- Korkhongan Location within Iran
- Coordinates: 30°08′28″N 53°58′00″E﻿ / ﻿30.14111°N 53.96667°E
- Country: Iran
- Province: Yazd
- County: Marvast
- District: Isar
- Rural District: Isar

Population (2016)
- • Total: 1,488
- Time zone: UTC+3:30 (IRST)

= Korkhongan =

Village in Yazd province, Iran

Korkhongan (كرخنگان) (Note: Also romanized as Korkhongān; also known as Garkhonkān, Karkhonkān, Korkhongū, Kurkbunjān, and Kurkhunjān) is a village in Isar Rural District of Isar District in Marvast County, Yazd province, Iran, serving as capital of both the district and the rural district.

==Demographics==
===Population===
At the time of the 2006 National Census, the village's population was 1,500 in 340 households, when it was in (Note: Formerly Marvast District of Khatam County) of Khatam County.

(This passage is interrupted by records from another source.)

Issue #758, opened 2025-06-29
Horizontal/Vertical page padding


0xdeadbeer:
### Is there an existing issue for this?

- [x] I have searched the existing issues

### Problem

Would it be feasible to add two distinct options to control horizontal/vertical padding between pages so I can have wider gaps in dual mode in horizontal than in vertical? 

### Expected behavior

Something like this: 
`set page-h-padding 10`
`set page-v-padding 10` 

As well as support this for compatibility:
`set page-padding 10`

PR #759, opened 2025-06-30
Break page-padding into two separate options

0xdeadbeer:
Replace page-padding with two separate options for horizontal and vertical padding. 

Issue: #758 

Example: 
`set page-v-padding 10` 
`set page-h-padding 200`


.gitignore
```diff
@@ -8,6 +8,7 @@
 *.sw[a-z]
 *.pyc
 tags
+.cache/
```
sebastinas, line 11: This is unrelated. Please drop this change.

sebastinas (changes requested):

PR #763, opened 2025-07-13
zoom shortcuts for document index

### LINKED ISSUE #754: index mode zooming

### Problem

Key bindings of zooming don't work in index mode. This is a problem when the font is too small for a long and dense index.

### Expected behavior

Zooming keybinds (`+-=` etc) should work in index mode.

jchilds0:
Resolves #754.


jchilds0:
Yes, I didn't know about the `font` option. That's a better way to do it

PR #768, opened 2025-07-18
fix page grid attaching

### LINKED ISSUE #766: Even/odd pages in dual-page layout not displayed correctly
When viewing document in dual-page layout (toggled by default with `d`), the odd/even pages should always be on left/right (or vice versa). What however happens is that maybe at the start (page < 60) you always have pages with even page number on the right, after you go to the bottom (for example with `G`), you can find the opposite (if the document has >150 or something pages).

After slowly scrolling up to find the page where the jump happened, one can see something like this:
Image
After scrolling even further, the pages rearrange. I believe this issue was introduced (or is connected) with #721.

jchilds0:
resolves #766 

Grid attaching of pages didn't correctly account for the first page column. 
Modified the document widget to render a number of page rows, and every page in the given rows.


jchilds0:
Actually I think this needs some more work, I'll close for now.

PR #769, opened 2025-07-18
Add vim's expand/collapse fold bindings to index mode

druckdev:
The tree in the index mode is comparable to folds in vim, thus its mappings around opening and closing folds make sense here too. Add the following aliases:

- `zo` to expand
- `zc` to collapse
- `zR` to expand all
- `zM` to collapse all

and the following bindings to new functions:

- `zO` to expand recursively
- `zC` to collapse recursively

Additionally, do some minor reshuffling of the collapse* and expand* entries in the touched code for a more consistent order, document the other previously missing default bindings in index mode and remove the duplicate shortcut `j`.


zathura/shortcuts.c
```diff
@@ -1110,10 +1104,27 @@ bool sc_navigate_index(girara_session_t* session, girara_argument_t* argument, g
       gtk_tree_path_down(path);
     }
     break;
+  case EXPAND_RECURSIVE:
+    if (gtk_tree_view_expand_row(tree_view, path, TRUE)) {
+      gtk_tree_path_down(path);
+    }
+    break;
```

The following census in 2011 counted 1,743 people in 424 households. The 2016 census measured the population of the village as 1,488 people in 404 households. It was the most populous village in its rural district.

After the census, the district was separated from the county in the establishment of Marvast County and renamed the Central District. The rural district was transferred to the new Isar District.